Researchers Develop Cobalt-Based Catalyst for Producing Light Olefins from Syngas

Researchers at the Dalian Institute of Chemical Physics in China have developed a catalyst incorporating two distinct cobalt components to facilitate the production of light olefins from syngas. Light olefins, including ethylene, propylene, and butylene, serve as fundamental building blocks in the chemical industry for manufacturing plastics, detergents, and other products.

The catalyst's design addresses challenges in direct conversion from syngas, a mixture of carbon monoxide and hydrogen derived from sources such as coal, natural gas, or biomass.

The catalyst consists of cobalt oxide and cobalt carbide phases, which work together to enhance selectivity toward light olefins. According to the study, this bimetallic system achieves a selectivity of up to 90% for C2-C4 olefins under reaction conditions of 220-300°C and 1-5 atm pressure.

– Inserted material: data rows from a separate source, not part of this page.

Issue #317, opened 2015-06-02
Various regressions from recent refactorings


sandersonet:
The refactoring of aptible-sass and ember-cli-aptible-shared has created several regressions that need fixed before our next production deployment. 

* [x] #319 - Form validation indicators look too much like buttons
* [x] #318 - Flash messages are dismissed on route change
* [x] #314 - Resource tabs no longer indicate the current active tab when redirected to new route
* [x] #304 - Sign up flow looks busted
* [x] #308 - User role changes not immediately reflected
* [x] #300 - Payment info styles busted
* [x] #294 - Vhost buttons are busted
* [x] #293 - Resource header styles are busted
* [x] #289 - Adding a vhost is confusing 
* [x] #287 - Add option for internal vhosts
* [x] #281 - Service container counts break when wrapped
* [x] #321 - Provisioning databases cause broken wrapper
* [x] #323 - Databases should reflect provisioning status
* [x] #324 - Update default vhosts to show virtual_domain rather than external_host
* [x] #325 - Environments index not rendering environments correctly
* [x] #326 - Trigger custom event on newly created stacks

Other minor issues:
* [x] DB selector icons are wack

sandersonet:
Fixed by #327

PR #327, opened 2015-06-04
Regression fixes

sandersonet:
cc @bantic @mixonic This is a monolithic PR that fixes all issues listed in #317.

Requires latest #diesel branch of aptible-sass and https://github.com/aptible/ember-cli-aptible-shared/pull/16


app/app/vhosts/index/controller.js
```diff
@@ -0,0 +1,17 @@
+import Ember from 'ember';
+
+export default Ember.Controller.extend({
+  provisionedDomains: Ember.computed.filter('model', function(vhost) {
+    return vhost.get('isProvisioned');
+  }),
```
bantic: This (and `pendingDomains` and `deprovisionedDomains`) can be even terser: `Ember.computed.filterBy('model', 'isProvisioned')`

app/app/vhosts/new/route.js
```diff
@@ -39,6 +40,8 @@ export default Ember.Route.extend({
         return op.save();
       }).then( () => {
         let message = `Domain ${vhost.get('virtualDomain')} created`;
+        app.get('vhosts').unshiftObject(vhost);
```
bantic: I would think that due to the fact that the `vhost` is created with an app (and app `hasMany('vhost')` and vhost `belongsTo('app')`) that the vhost would automatically be present in the app's `vhosts` property after this vhost is created. I would think that unshifting the vhost directly could result it in being added two times to the app.vhosts property.

If there's a specific ordering of vhosts that you want to ensure, using a CP on the vhost/index controller (creating a property like `sortedVhosts` or similar) may be worthwhile.

app/apps/index/controller.js
```diff
@@ -0,0 +1,17 @@
+import Ember from 'ember';
+
+export default Ember.Controller.extend({
+  deployedApps: Ember.computed.filter('model', function(app) {
+    return app.get('isProvisioned');
+  }),
```
bantic: can use `filterBy` here as well: `Ember.computed.filterBy('model', 'isProvisioned')`

app/components/deploy-instructions/template.hbs
```diff
@@ -0,0 +1,64 @@
...
+
+    <div class="panel-step">
+      <div class="panel-step-num">
+        <h3>2</h3>
+      </div>
+
+      <div class="panel-step-info">
+        <h3>Add a Procfile to your App</h3>
+        <p>
+           Aptible uses your app’s Procfile to configure which services
```
bantic: Not sure if it matters, but that looks like a curly apostrophe (’), and the other one in this template is the straight kind (').

app/router.js
```diff
@@ -6,7 +6,10 @@ var Router = Ember.Router.extend({
   location: config.locationType,
   onTransition: function() {
     this.get('analytics').page();
-    this.get('flashMessages').clearMessages();
+
+    if(config.flashMessageDefaults.sticky) {
```
bantic: Should this be the inverse? I'm not sure what `sticky` means, but I'd expect if flash messages are sticky they would not be cleared by route transitions.

app/app/vhosts/new/route.js
sandersonet: You're right, this unshift is unnecessary with the ED relationships set up correctly.  Removing...

bantic:
:clap: really nicely done. I added a few minor comments.

app/router.js
sandersonet: This code is correct.

The default behavior, `sticky: false`, has the flashMessages disappear after a timeout. This is useful because the messages are visible after a transition, so it's very clear when a new item is created or updated.

However, this timeout breaks the `andThen` behavior in tests, so `sticky` is set to true during testing.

Syngas conversion rates reached approximately 40%, with the catalyst maintaining stability over 100 hours of operation. The research was conducted by a team led by Professor Xinhe Bao and published in Nature Communications on October 10, 2023.

The dual cobalt components enable a tandem mechanism: cobalt oxide promotes the dissociation of carbon monoxide, while cobalt carbide facilitates the hydrogenation steps leading to olefins. This configuration minimizes the formation of unwanted byproducts like methane and higher hydrocarbons, which are common in traditional Fischer-Tropsch synthesis.

The study tested the catalyst on a fixed-bed reactor, confirming its efficacy with syngas feeds from various origins.

Traditional production of light olefins relies on steam cracking of naphtha or other petroleum-derived feedstocks, a process that is energy-intensive and emits significant greenhouse gases. The new catalyst offers a potential alternative by utilizing syngas, which can be produced from non-petroleum sources, thereby reducing dependence on fossil fuels.

However, scaling up the process for industrial use would require further optimization of catalyst durability and reactor design.

Light olefins are essential for global chemical production, with annual demand exceeding 400 million tons. The chemical industry contributes about 5% of worldwide CO2 emissions, primarily from olefin manufacturing. This development could support efforts to decarbonize the sector, particularly in regions with abundant coal or biomass resources.

The researchers plan to investigate modifications to improve catalyst longevity and explore integration with renewable syngas sources, such as those from green hydrogen and captured CO2. Industry stakeholders, including petrochemical companies, may evaluate the technology for pilot-scale testing.

Regulatory bodies focused on sustainable chemistry could influence adoption through incentives for low-emission processes.

The findings highlight ongoing advancements in heterogeneous catalysis for sustainable chemicals. While the catalyst shows promise in laboratory settings, real-world application will depend on economic viability and environmental assessments.